La vie chez les proches des victimes du récent effondrement d’immeuble de la capitale économique camerounaise.
Sur la route qui mène au lieu-dit ‘’Mobil Guinness’’ dans l’arrondissement de Douala 5e, à quelques mètres du site de l’immeuble de quatre étages, qui a causé la mort de plus de 40 Camerounais, l’atmosphère de deuil est ressentie, les véhicules sont rares. Au fur et à mesure que nous nous rapprochons du lieu de l’accident, la route est de plus en plus déserte. L’entrée du site est barrée par un ruban de sécurité blanc et rouge. Un élément du Bataillon d’intervention rapide (Bir) monte la garde. « Bonjour, qui êtes-vous ? Où allez-vous comme ça ? Vous ne pouvez pas vous rendre là-bas car, ce lieu est dangereux et interdit à la population. Tout le monde ne peut y avoir accès », dit-il, d’un air nerveux.
Après plusieurs vérifications et contrôles, le reporter est autorisé à accéder sur les lieux du drame.
Il est 11h et 30 minutes ce 27 juillet 2023. Les fouilles se poursuivent sur le lieu du drame, pour retrouver certainement quelques corps sous les amas de parpaings et des dalles cassées dudit immeuble qui a détruit un autre bâtiment résidentiel R+1, dans cette folle nuit de samedi 22 à dimanche 23 juillet 2023, au quartier Ndogbong. La pelleteuse dégage les morceaux de béton sous une odeur de pourri et le ballet des mouches. Ceux qui observent la scène ont la même attitude : se pincer le nez. « Où il y avait les mouches là, c’est un os et la chair. Ce n’est pas un corps entièrement constitué », renseigne un sapeur-pompier placé à l’extrémité gauche du site, plus précisément au niveau de la résidence sur laquelle s’est écroulé l’immeuble R+4.
Cauchemar
Deux familles résidant dans le coin ont perdu leurs filles. La famille Teyim pleure une femme de 33 ans. Cette dernière s’était rendue chez son petit ami pour réchauffer le repas. « Son copain et moi étions à un voir-bébé à Pk 14 et vers 23h quand on rentrait, on l’appelle pour lui annoncer que l’immeuble s’est effondré. Sachant que ma sœur y était ce soir-là, c’est comme ça qu’on accoure et on trouve que tout était au sol. On a trouvé qu’après avoir sorti leur collègue militaire qui logeait dans l’appartement voisin à celui de mon beau-frère, les militaires qui étaient là ont arrêté les travaux et chassé la population. Nous sommes donc entrés nous-mêmes pour faire sortir ma sœur. Elle venait à peine de mourir car, son sang était encore frais quand on l’a sorti des décombres », se lamente le frère cadet de la trentagénaire. « Je me sens vraiment mal. Ma sœur, elle est partie trop tôt. Je ressens comme un grand vide à l’intérieur de moi », raconte-t-il, inconsolable. Leur mère n’en revient toujours pas : « Je n’arrive pas à croire qu’elle n’est plus », une expression de douleur.

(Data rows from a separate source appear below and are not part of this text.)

PR #249, opened 2026-06-18
feat(pioromp): role-model routing with cross-family antagonist reviewers

bloodf:
## What this does

Adds Pi / oh-my-pi role-model routing: `bin/agentic-models` probes `NINEROUTER_URL/v1/models`, ranks models per agentic-engineering role (architect → Opus-class, engineer → Sonnet-class, qa-engineer → Haiku-class, etc.), and writes `~/.agentic/role-models.yml`. A cross-family reviewer pool (Kimi, GPT-5.x, GLM) provides antagonist diversity.

`bin/agentic-configure` is the interactive setup (plain-stdin prompts now; whiptail / dialog TUI is a follow-up PR).

Activation preflight Step 6.5 fires `agentic-configure --non-interactive` on first activation when the harness is Pi/oh-my-pi and `~/.agentic/role-models.yml` is missing. Sentinel pattern mirrors `.agentic/.activated`. Optional `hooks/role-models-bootstrap.py` for harnesses with a UserPromptSubmit hook surface.

Schema accepts scalar `engineer: sonnet` or mapping `{model, effort, reasoning}`. Existing scalar files keep working. Effort and reasoning are pass-through; the conductor forwards only keys that are set.

## How to use it

**Operator guide:** [`docs/role-model-routing.md`](docs/role-model-routing.md) is the entry point. Read this first.

**Three-step setup:**

```bash
# 1. Probe the harness
bin/agentic-models --json                    # one GET to NINEROUTER_URL/v1/models

# 2. Seed ~/.agentic/role-models.yml
bin/agentic-configure                        # interactive wizard reads probe payload

# 3. Verify the resolution
bin/agentic-status                           # shows resolved model per role
bin/agentic-models --suggest engineer        # one-role preview
```

**Minimum useful config:**

```yaml
roles:
  architect: opus
  engineer: sonnet
  qa-engineer: haiku

reviewers:
  strategy: distinct-from-author
  pool: [gpt-5, glm-4.6, kimi-k2.7]
  fallback: gpt-5
```

With this, an Opus engineer produces a diff reviewed by GPT-5; if GPT-5 is unavailable, the strategy falls back to the next pool entry whose model differs from Opus. Reviewers never run on the same model as the author.

**Common patterns:** cost-optimised default (Opus architect, Sonnet engineer, Haiku QA); antagonist-only (just `reviewers:`, no per-role pins); per-task reviewer split via `strategy: by-task` (security → GPT-5, architecture → Opus, correctness → GLM); effort-only pinning (vary `effort` per role, leave model unset). Full examples in [`docs/role-model-routing.md`](docs/role-model-routing.md).

**Schema reference:** [`content/references/role-models.md`](content/references/role-models.md) — full resolution algorithm, interaction with Tier and presets, every supported role key.

**Discovery reference:** [`content/references/model-discovery.md`](content/references/model-discovery.md) — probe protocol, hint heuristics, effort/reasoning field semantics.

**Example library:** [`content/references/role-models-example.yml`](content/references/role-models-example.yml) — copy-paste starter.

## Review fixes (commit 0fc1d4e)

Addressed multi-model review findings:

- **C1** — probe URL now appends `/v1/models` with single trailing-slash strip (was malformed when `NINEROUTER_URL` already ended in `/v1`).
- **M6** — non-interactive configure without a probe URL is a no-op exit 0 (no file written); probe failure exits 2 so the bootstrap sentinel retries on next activation.
- **M2** — harness predicate consolidated into `PI_OMP_HARNESS_ENV_VARS = ("PI_HARNESS", "OMP_HARNESS", "OH_MY_PI_HARNESS", "AGENTIC_HARNESS")` with `any(...)` truthy check, shared verbatim between `hooks/role-models-bootstrap.py` and `bin/agentic-status`.
- **M11** — `--probe-key` default now reads `NINEROUTER_KEY` primary, `NINEROUTER_API_KEY` fallback.
- **M3** — `author_model` field added to task-state schema (`content/sections/08-task-state-file.md`) and recorded at spawn time in `implement-ticket.md` Phase 5.
- Tests rewritten: `test_agentic_configure.py` covers no-probe no-write, probe-failure exit 2, URL append, bootstrap sentinel gating. New `test_agentic_status.py` (5 tests) covers the harness predicate.
- Doc fix: `content/references/model-discovery.md` worked example corrected to `{NINEROUTER_URL}/v1/models`.

Skipped findings (already satisfied in-tree): m1, X2, m2-Kimi.

## Verification

```bash
python3 -m pytest bin/tests --ignore=bin/tests/test_agentic_migrate.py
# 29 passed (migrate test has a pre-existing unrelated failure)

# Targeted checks from the review-fix plan
python3 -m pytest bin/tests/test_agentic_configure.py -k probe_url    # C1
python3 -m pytest bin/tests/test_agentic_configure.py -k no_probe     # M6 no-write
python3 -m pytest bin/tests/test_agentic_configure.py -k with_probe   # M6 positive
python3 -m pytest bin/tests/test_agentic_status.py                    # M2 predicate
bash scripts/check-methodology-drift.sh                               # zero drift
bash scripts/build-slides.sh                                          # all 15 decks
for d in .claude .codex .cursor .gemini .kimi .opencode .omp .pi .hermes .openclaw; do bash $d/build.sh; done
```

## Files (commits in this PR)

- **Feature commits (3):** role-model-routing feature, bootstrap, review fixes.
- **Adapter sync (2):** `c4d521a` and `5468b8c` rebuild all 10 adapters (`.claude`, `.codex`, `.cursor`, `.gemini`, `.kimi`, `.opencode`, `.omp`, `.pi`, `.hermes`, `.openclaw`) so the harness-specific manifests, methods, and skill wiring match `content/`.
- **Slides sync:** `contributing-slides.html` regenerated to reflect the 19-reference-docs count.
- **Docs (1):** `docs/role-model-routing.md` — operator-facing entry point.

## Future direction: where this layer goes next

These are follow-ups, deliberately NOT in this PR. Each is a self-contained surface; ship them when the surface above stabilises.

**1. Reuse the routing layer in QA-tier spawns (qa-engineer, qa-tester).** Today only `skeptic` and `security-auditor` consult the `reviewers:` pool. Extending to qa-engineer would let the runtime gate run on a deliberately different model from the engineer who wrote the diff it is verifying — same antagonist diversity the reviewer pool already provides for code review, applied to runtime checks. Low risk, high signal: the QA gate already exists, the model slot is already typed, and the resolution algorithm is generic. Concrete change: drop the `skeptic / security-auditor` restriction in `content/references/role-models.md` Step 4 and let qa-engineer join the reviewer pool. Wires up naturally as soon as role-model routing is the default for reviewers.

**2. Per-task reviewer split as the default `by-task` mapping.** The `by-task` strategy exists in the schema today but no shipped content pins a default mapping. Once enough operators have run with `distinct-from-author` and formed an opinion on whether GLM does better architecture review than GPT-5, ship a `by_task:` default in `content/references/role-models-example.yml` so the setup wizard can suggest it. This is content, not code; the schema already supports it. Wait until at least 5 operator reports confirm the split beats the pool strategy on quality-vs-cost before promoting the mapping to the example library.

**3. Reuse the routing layer for QA-method selection.** `bin/agentic-models` and `bin/agentic-configure` already know how to probe a harness and rank candidates against role heuristics. The same machinery could rank QA method candidates (perceptual diff, motion emulation, storybook iframe) against harness capabilities (does the model expose screenshots, CDP emulation, storybook story IDs?). Different problem — QA methods are not models — but the probe-and-rank shape transfers cleanly. Defer until the QA gate itself stabilises (DS-20 / PR #239 on code scanning is the more pressing CI gate right now).

**4. Per-session effort curves.** Today `effort` is per-role and static. A future iteration could let the conductor ramp `effort` over the session — `low` for the first few easy tickets, `medium` for routine multi-unit work, `high` only on the largest Brief-tier tasks. The wiring is straightforward (`effort` is already a pass-through field) but the policy question (when to ramp, who decides) is open. Revisit once the Effort / reasoning fields have shipped and operators have a feel for what `effort: high` actually buys them on their model.

**5. Cross-harness role-model library.** Today `role-models.yml` is Pi/omp-only. Claude Code, Codex, and Cursor all accept a model parameter on the Agent tool call; the same YAML could map roles there too with a different resolution rule (Claude Code accepts `model: opus | sonnet | haiku` natively; Cursor uses `model: gpt-5 | sonnet-4 | ...`). The schema is harness-agnostic today; the resolution is the per-harness adaptation. Worth doing once one operator asks for it across two harnesses — do not pre-empt.

**6. Anthropic / OpenAI model-spec probe.** `bin/agentic-models` probes only the OpenAI-compatible `/v1/models` shape. Anthropic does not expose an equivalent endpoint; their model catalog is provider-side. A future iteration could probe Anthropic directly (if/when they ship an OpenAI-compat layer or their own probe protocol) so the setup wizard surfaces Claude candidates without requiring the operator to type them. Defers to Anthropic roadmap.

**7. Bootstrap to Codex / Cursor on first activation.** Today Step 6.5 only fires on Pi/omp. The non-interactive path (`agentic-configure --non-interactive`) is harness-agnostic; extending the activation preflight to Codex and Cursor is a one-line `PI_OMP_HARNESS_ENV_VARS`-style predicate change. Defer — the cost savings on Claude Code (where the user can already type a model in the host UI) are marginal, and getting the Pi/omp story right first is the priority.

## Follow-ups (deliberately not in this PR)

- TUI replacement for `bin/agentic-configure` (whiptail / dialog). Current stdin prompts are functional; polished TUI is a separate PR.
- Schema hardening: add `comments:` and `# yaml` to `role-models.yml` parser so the setup wizard round-trips comments back to the file.

## Out of scope

- Hardcoded model catalogs. The heuristics are substring matches against family names, not exact model IDs; no code change is required when a provider releases a new model. This is a load-bearing design choice and any "let us add a list of known good models" PR will be rejected on principle.
- Per-engine model routing within a single engineer spawn. The conductor picks one model per spawn and that is the whole task.


tyson-solara6:
Heads up: this was reverted on `main` via #253. A post-merge agent review found a Critical runtime bug plus two Major issues. The design, schema, methodology integration, and docs are sound - please resubmit with these fixed:

**[Critical] `bin/agentic-models` has no `main()` function.** The argparse block is indented inside `_print_human(...)`, so the file's trailing `sys.exit(main(sys.argv[1:]))` raises `NameError` on every invocation. CI missed it because `py_compile` sees valid syntax and the unit tests only `importlib` the internal helpers (`_score`/`_rank`/`_suggestions`) - the CLI itself is never run. Fix: extract the argparse block into `def main(argv) -> int:` and add a subprocess-based test that actually invokes `bin/agentic-models --suggest engineer`.

**[Major] `agentic-configure` doesn't fall back to `NINEROUTER_API_KEY`.** `--probe-key` defaults to `NINEROUTER_KEY` only, and configure passes `--probe-key ""` explicitly to `agentic-models`, overriding agentic-models's own fallback. A user with only `NINEROUTER_API_KEY` set gets a probe failure. Fix: `default=os.environ.get("NINEROUTER_KEY") or os.environ.get("NINEROUTER_API_KEY", "")` at the configure call site.

**[Major] `hooks/role-models-bootstrap.py` writes the sentinel on the no-probe-URL `exit 0`.** A user who activates before setting `NINEROUTER_URL` gets the sentinel written and the bootstrap never retries even after they configure the router. Mirror the preflight Step 6.5b check: skip the sentinel write when `NINEROUTER_URL` is unset.

**[Minor] x2:** `_probe_or_empty` is passed the raw `args.probe_url` instead of the normalized local `probe_url`; and the hook's sentinel body is two lines vs the spec's three (cosmetic - only file existence is checked).

Net: revert was to keep `main` clean, not a rejection of the feature. Spin it back up with the `main()` fix + a CLI smoke test and it should be good to go.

La famille Tidjong dont le domicile a été localisé supra, regrette leur fille de 20 ans qui venait d’obtenir son Brevet de technicien supérieur (Bts) en comptabilité. Sa grande sœur, qui sort de cette tragédie avec quelques égratignures aux épaules, rapporte un bout de leur mésaventure: « Il était exactement 00h16. Je n’arrivais plus à trouver le sommeil et j’ai pris mon téléphone pour regarder l’heure. À peine je regarde l’heure, j’entends un grand bruit. Je sursaute et je me redresse sur le lit pour savoir d’où venait le bruit. Malheureusement je n’ai pas eu le temps de dire quoique ce soit, ni de comprendre ce qui s’est passé car, ça n’a même pas fait dix secondes après ce grand bruit que tout s’est effondré sur nous. Comme tout s’est affaissé, nous nous sommes retrouvées clouées sous le lit ». Leur mère, toute tremblante, « se sent très mal. Vraiment c’est une chose que je pourrais souhaiter à personne ».

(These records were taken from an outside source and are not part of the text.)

PR #256, opened 2026-06-19
feat(agents): cross-harness agent teams (any harness) + role-model routing

bloodf:
## Summary

A **harness-agnostic** multi-model agent process. Two layered, opt-in capabilities, plus the cleanup that makes them fully harness-native:

1. **Cross-harness agent teams (any harness)** — the conductor on **any** harness (Claude, Codex, Gemini, Kimi, Cursor, Pi, omp, …) dispatches *other CLIs* (codex, gemini, cursor-agent, kimi, pi, omp, claude) as leaf workers, config + discovery driven, self-contained. This is the headline capability: it works the same regardless of which harness you run. *(Folded in from #294.)*
2. **Role -> model routing** — pin a concrete model per methodology role and per adversarial reviewer, with cross-family reviewer diversity. This narrower layer is **Pi/omp-only** by design (on Claude/Codex/Gemini the harness Tier mechanism already covers it). *(Re-lands #249; all five revert reasons fixed with regression tests.)*

Both are **off by default**. Neither requires any account, URL, or key beyond the login/subscription you already use in your harness — the AI harness owns auth and model access.

```
┌──────────────────────────────────────────────────────────────────┐
│  LAYER 2  cross-harness teams   role → (harness, model)            │
│           any conductor harness  ·  bin/agentic-team · team.yml    │
├──────────────────────────────────────────────────────────────────┤
│  LAYER 1  role-model routing    role → model   (Pi/omp only)       │
│           bin/agentic-configure · bin/agentic-models · role-models.yml │
└──────────────────────────────────────────────────────────────────┘
```

---

## How you select models (the important part)

**The AI harness owns auth and model access.** You authenticate with whatever you already use — Claude subscription, Codex/OpenAI plan, Gemini plan, Kimi, Pi login. The methodology never holds a router URL, an API key, or a model catalog. There is **no network probe** and **no required env var.**

Model selection has **three paths** — use whichever fits your setup (full reference: `content/references/model-discovery.md`, operator guide: `docs/role-model-routing.md`):

1. **Ask-user (the wizard).** Run `bin/agentic-configure` (Layer 1) or `bin/agentic-team configure` (Layer 2). It prompts you role by role, ranks the model names *you provide* against built-in role hints (opus-class -> architect/security, sonnet-class -> engineer, cross-family -> reviewer pool), and writes a starter config you can edit.
[...]

PR #332, opened 2026-06-26
fix(migrate): add path-containment guard on manifest writes (#269) [bin-stack 2/3]

### LINKED ISSUE #269: Add path-containment guard in agentic-migrate manifest writes
## Problem

`bin/agentic-migrate` accepts a user-supplied manifest path (via `--manifest PATH` or `AGENTIC_MANIFEST_PATH` env var) and writes files to locations derived from `manifest["files"][i]["path"]` joined to `project_root`. There is no path-containment check - a manifest entry with `"path": "../../../../etc/cron.d/backdoor"` would write outside `project_root`.

Realistic exposure is LOW - the user supplying the manifest is the same user running the CLI, so it is not a privilege escalation. But it is the one path in the codebase where untrusted-shaped data crosses into filesystem writes without a containment guard. Adding the guard is a 5-line fix and makes the contract explicit.

## Evidence

`bin/agentic-migrate:465-475` (the file-copy loop):

```python
# --- file rules ---
for entry in manifest.get("files", []):
    try:
        target = project_root / entry["path"]
        if not target.exists():
            seed_path = manifest_dir / entry["seed"]
            if seed_path.is_file():
                target.parent.mkdir(parents=True, exist_ok=True)
                shutil.copy2(str(seed_path), str(target))
                wrote_anything = True
            else:
                errored = True
    except Exception:
        errored = True
```

`target = project_root / entry["path"]` - no containment check.

The manifest source resolution at `bin/agentic-migrate:39-43`:

```python
candidates = [
    os.environ.get("AGENTIC_MANIFEST_PATH"),
    os.path.expanduser("~/.claude/skills/agentic-engineering/project-scaffolding.yml"),
    str(SCRIPT_DIR.parent / "content" / "project-scaffolding.yml"),
]
```

The first candidate is an environment variable - user-controlled.

## Goal

Add a `Path.resolve().is_relative_to(project_root.resolve())` containment check before any file write. If the check fails, set `errored = True` and skip the write. Optionally: print a stderr warning naming the offending path.

## Repo conventions to match

- `Path.is_relative_to()` is Python 3.9+. The file already uses `from __future__ import annotations` and 3.9+ syntax - verify in `bin/agentic-migrate` header.
- Silent-fail discipline on migration writes: never raise to the caller, set `errored = True` and return exit code 3 at the end (existing pattern).
- Stdlib only.

## Steps

1. **Read `bin/agentic-migrate` lines 455-500** - the full `cmd_apply` function body around the file-copy loop.

2. **Add a containment check** before the `target.parent.mkdir` call:

   ```python
   # --- file rules ---
   for entry in manifest.get("files", []):
       try:
           target = project_root / entry["path"]
           # Path containment: target must resolve inside project_root.
           # Prevents manifest entries like "../../../etc/passwd" from escaping.
           try:
               target_resolved = target.resolve()
               project_root_resolved = project_root.resolve()
               if not target_resolved.is_relative_to(project_root_resolved):
                   print(
                       f"agentic-migrate: refusing to write outside project root: "
                       f"{entry['path']} -> {target_resolved}",
                       file=sys.stderr,
                   )
                   errored = True
                   continue
           except (OSError, ValueError) as exc:
               print(
                   f"agentic-migrate: path resolution failed for {entry['path']}: {exc}",
                   file=sys.stderr,
               )
               errored = True
               continue

           if not target.exists():
               seed_path = manifest_dir / entry["seed"]
               # ... rest unchanged ...
   ```

3. **Apply the same check to the seed_path** if the manifest could point at arbitrary seed files. Verify whether `manifest_dir` is derived from the manifest path (which is user-supplied) - if so, the seed copy source should also be contained OR explicitly trusted. Read `bin/agentic-migrate:431` (`manifest_dir = manifest_path.parent`) to confirm. If `manifest_dir` is the user-supplied manifest's parent directory, seed paths are already user-trusted (same trust as running the CLI). Leave seed_path alone - only contain the write target.

4. **Add a test** to `bin/tests/test_agentic_migrate.py`:

   - Create a manifest YAML with a file entry whose `path` is `../../../../tmp/should_not_exist`.
   - Run `agentic-migrate apply --manifest <path> --project-root <tmpdir>`.
   - Verify: exit code is 3 (error), the target file does NOT exist outside tmpdir, stderr contains "refusing to write outside project root".

## Files in scope

Modify:
- `bin/agentic-migrate` (add containment check)
- `bin/tests/test_agentic_migrate.py` (add test)

- Do NOT add containment to the pending-buffer path in `bin/agentic-identity` - that is a different trust boundary (local-only files, see index issue #258 rejected items).
- Do NOT refactor the manifest loading logic.
- Do NOT change the exit codes.

```
# Existing tests pass
python3 bin/tests/test_agentic_migrate.py

# New containment test
python3 bin/tests/test_agentic_migrate.py  # (new test is in the same file)

# Manual: a malicious manifest is rejected
mkdir -p /tmp/migrate-test/{project,manifest-dir}
cat > /tmp/migrate-test/manifest-dir/evil.yml <<YML
scaffolding_version: "99.0"
files:
  - path: "../../../../etc/should_not_exist"
    seed: "seed.txt"
YML
echo "content" > /tmp/migrate-test/manifest-dir/seed.txt
python3 bin/agentic-migrate apply \
  --manifest /tmp/migrate-test/manifest-dir/evil.yml \
  --project-root /tmp/migrate-test/project
# Verify: exit code is 3, /etc/should_not_exist does not exist
test ! -f /etc/should_not_exist && echo "PASS: no escape"
```

## Escape hatches

- If `Path.is_relative_to` is not available (Python < 3.9), use `os.path.commonpath([target_resolved, project_root_resolved]) == str(project_root_resolved)`. But the repo already targets 3.9+ - verify and prefer the built-in.
- If the manifest format has changed since this issue was filed, grep for `manifest.get("files"` to find the current write loop and apply the check there.

## Maintenance note

Reviewers: this is defense-in-depth, not a critical fix. The trust boundary is "user supplies their own manifest" which is equivalent to "user runs their own code". But the guard makes the contract explicit and protects against a future where manifests come from a less-trusted source (e.g. a shared template registry). Do not weaken the check in future refactors.

bloodf:
> **Audit batch #258 — bin-stack 2/3.** Merge order: #331 → **#332** → #333. Merge **after #331**. Already rebased onto current `main`; re-rebase if #331 squash-merges.

Adds a path-containment guard to `agentic-migrate` manifest writes. Closes #269.

- Before any manifest-derived write in `cmd_apply`, checks `target.resolve().is_relative_to(project_root.resolve())`. Out-of-root entries set `errored=True`, print a stderr warning, and `continue` (skip) — the `continue` precedes `mkdir`/`copy2`, so no directory or file is created outside root.
- Catches relative (`../`), absolute (`/etc/...` — pathlib absolute-reset), and symlink-escape paths. The gitignore loop writes a fixed path (pattern is content, not a path) and is not an attack surface; no other `entry["path"]`-derived write exists.
- Exit code 3 (existing partial-apply path); other valid entries still process. Module docstring updated.

Tests: `TestPathTraversalGuard` — relative + absolute traversal cases, each asserting exit 3, the out-of-root file is NOT created, and stderr names the path. Mutation-checked (guard removed → test fails). 15/15 pass, rebased onto current main (keeps #256's test additions).

### DIFF
--- a/bin/agentic-migrate
+++ b/bin/agentic-migrate
@@ -13,7 +13,8 @@
 #   0 = success / no-op
 #   1 = drift detected (check subcommand only)
 #   2 = manifest not found / parse error
-#   3 = partial apply (some rules errored)
+#   3 = partial apply (some rules errored; also raised when a manifest entry's
+#       path resolves outside project_root - path-traversal guard)
 
 from __future__ import annotations
 
@@ -462,9 +463,17 @@ def cmd_apply(args: argparse.Namespace) -> int:
                 errored = True
 
         # --- file rules ---
+        resolved_root = project_root.resolve()
         for entry in manifest.get("files", []):
             try:
                 target = project_root / entry["path"]
+                if not target.resolve().is_relative_to(resolved_root):
+                    print(
+                        f"agentic-migrate: skipping out-of-root path: {entry['path']!r}",
+                        file=sys.stderr,
+                    )
+                    errored = True
+                    continue
                 if not target.exists():
                     seed_path = manifest_dir / entry["seed"]
                     if seed_path.is_file():
--- a/bin/tests/test_agentic_migrate.py
+++ b/bin/tests/test_agentic_migrate.py
@@ -430,5 +430,79 @@ markers: []
         # 4. No crash (result.returncode already checked above)
 
 
+class TestPathTraversalGuard(unittest.TestCase):
+    """Manifest entries with traversal paths must not write outside project_root; exit 3."""
+
+    def _make_fixture(self):
+        """Return (tmp, project, manifest_dir) with a minimal project scaffold."""
+        tmp = tempfile.mkdtemp()
+        project = Path(tmp) / "project"
+        project.mkdir()
+        agentic = project / ".agentic"
+        agentic.mkdir()
+        (agentic / "config.json").write_text(json.dumps({"debugger_on_failure": False}) + "\n")
+        (project / ".gitignore").write_text("")
+        manifest_dir = Path(tmp)
+        (manifest_dir / "innocent.json").write_text("{}\n")
+        return tmp, project, manifest_dir
+
+    def test_relative_traversal_blocked(self):
+        """../escape.txt must not be written outside project_root."""
+        tmp, project, manifest_dir = self._make_fixture()
+
+        manifest_text = """
+scaffolding_version: 1
+gitignore: []
+files:
+  - path: "../escape.txt"
+    seed: "innocent.json"
+    purpose: "relative traversal attempt"
+markers: []
+"""
+        manifest_path = manifest_dir / "traversal-manifest.yml"
+        manifest_path.write_text(manifest_text)
+
+        result = run(
+            ["apply", "--manifest", str(manifest_path), "--project-root", str(project)],
+        )
+
+        self.assertEqual(result.returncode, 3, msg=f"Expected exit 3, got {result.returncode}\n{result.stderr}")
+        escaped = project.parent / "escape.txt"
+        self.assertFalse(escaped.exists(), "Traversal target must not be written outside project_root")
+        self.assertIn("escape.txt", result.stderr, "stderr must mention the offending path")
+
+    def test_absolute_path_blocked(self):
+        """An absolute path outside project_root must not be written."""
+        tmp, project, manifest_dir = self._make_fixture()
+
+        # Use a predictable temp path that is clearly outside project
+        import tempfile as _tf
+        target_dir = Path(_tf.mkdtemp())
+        absolute_target = str(target_dir / "agentic-escape-test.txt")
+
+        manifest_text = f"""
+scaffolding_version: 1
+gitignore: []
+files:
+  - path: "{absolute_target}"
+    seed: "innocent.json"
+    purpose: "absolute path attack"
+markers: []
+"""
+        manifest_path = manifest_dir / "absolute-manifest.yml"
+        manifest_path.write_text(manifest_text)
+
+        result = run(
+            ["apply", "--manifest", str(manifest_path), "--project-root", str(project)],
+        )
+
+        self.assertEqual(result.returncode, 3, msg=f"Expected exit 3, got {result.returncode}\n{result.stderr}")
+        self.assertFalse(
+            Path(absolute_target).exists(),
+            "Absolute out-of-root target must not be written",
+        )
+        self.assertIn("agentic-escape-test.txt", result.stderr, "stderr must mention the offending path")
+
+
 if __name__ == "__main__":
     unittest.main(verbosity=2)


tyson-solara6 (approved):
**Approving** - path-containment guard is correct; CI all green.

The write-path guard is implemented correctly: `target.resolve().is_relative_to(project_root.resolve())` handles `../`, absolute paths, and symlink-within-root escapes (since `resolve()` follows symlinks to the real path). The guard fires before any `mkdir`/`copy2` call, so no filesystem mutation happens for out-of-root entries. Exit code 3, stderr output, and `continue` are all consistent with the existing partial-apply contract.

Tests cover the two main attack vectors (`../escape.txt` and absolute out-of-root paths). Both assert exit 3, no file created, and path mentioned in stderr. Mutation-checked (removing the guard causes test failure).

---

**Non-blocking findings (no change needed to land this PR):**

**[Minor]** `Path.is_relative_to()` requires Python 3.9+. No minimum Python version is declared in the repo (no `pyproject.toml` with `python_requires`, no CI matrix entry for 3.8). Python 3.8 EOL'd in 2024 so this is likely a non-issue in practice, but worth one line in `pyproject.toml` (`python_requires = ">=3.9"`) to make the constraint explicit.

**[Minor - follow-up issue, not this PR's scope]** The `entry["seed"]` read source is not containment-checked. A manifest with `seed: "../../../etc/shadow"` makes `seed_path = manifest_dir / "../../../etc/shadow"`, and `shutil.copy2(seed_path, target)` reads from that path. The write side is now guarded; the read side is still unrestricted. Worth a follow-up PR applying the same `is_relative_to(manifest_dir.resolve())` guard to `seed_path`.

**[Minor - theoretical for a local dev tool]** TOCTOU: between `target.resolve()` at the check and `shutil.copy2()` at the write, an adversarial process with concurrent FS access could swap a path to a symlink. Practical risk is near-zero for a local dev tool run on the developer's own machine, but worth noting if `agentic-migrate` is ever run in a shared or container environment.

**[Nitpick]** Test suite covers `../` and absolute paths but no symlink-within-root case. The guard does handle it correctly via `resolve()`; a third test case would complete the picture.

tyson-solara6 (approved):

APPROVE - security fix is correct and well-tested. Findings below are informational.

**[OK] Guard logic is correct.** `resolved_root` is computed once outside the loop (preventing TOCTOU), and the `continue` on a blocked entry precedes both `mkdir` and `shutil.copy2` - nothing is written for any out-of-root path. Relative traversal (`../`), absolute injection, and symlink escape via `resolve()` are all handled.

**[OK] gitignore write is not a risk.** The gitignore section writes only to the hardcoded `project_root / ".gitignore"` - no attacker-controlled path. No other manifest-derived write sites exist outside the guarded `files` loop.

**[Minor] Python 3.9+ implicit requirement.** `Path.is_relative_to()` was added in 3.9. On Python 3.8 (EOL but still common in CI images), the call would raise `AttributeError`, which is caught by the outer `except Exception` and sets `errored=True` - silently failing to block the traversal. If the project's CI already enforces Python 3.9+, this is a non-issue; worth a comment in the PR body or a version guard.

**[Minor] Missing symlink-as-entry test.** No test for a manifest entry whose resolved path exits via an internal symlink (e.g. `path: "link-out"` where `link-out -> ../../../etc/passwd`). The `resolve()` call handles this correctly in production, but the test suite doesn't prove it. Suggest a follow-up issue.

**[Minor] Temp dir leak in test.** `target_dir = Path(_tf.mkdtemp())` in `test_absolute_path_blocked` is never cleaned up. Leaves temp dirs on the test runner. Cosmetic - consider `addCleanup(shutil.rmtree, target_dir)`.

CI: all 13 checks pass. Mergeable. Ready for merge after #331 lands.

Selon les riverains, l’effondrement de l’immeuble de ‘’Mobil Guinness’’ serait dû au fait qu’il avait été mal construit et au volume de la musique du soir du drame. « Il y avait trois fêtes dans cet immeuble la nuit du drame. Il y avait un voir-bébé, une fête d’anniversaire et la célébration du Baccalauréat. C’est certainement toute la musique jouée qui a causé l’effondrement de l’immeuble », pense un riverain.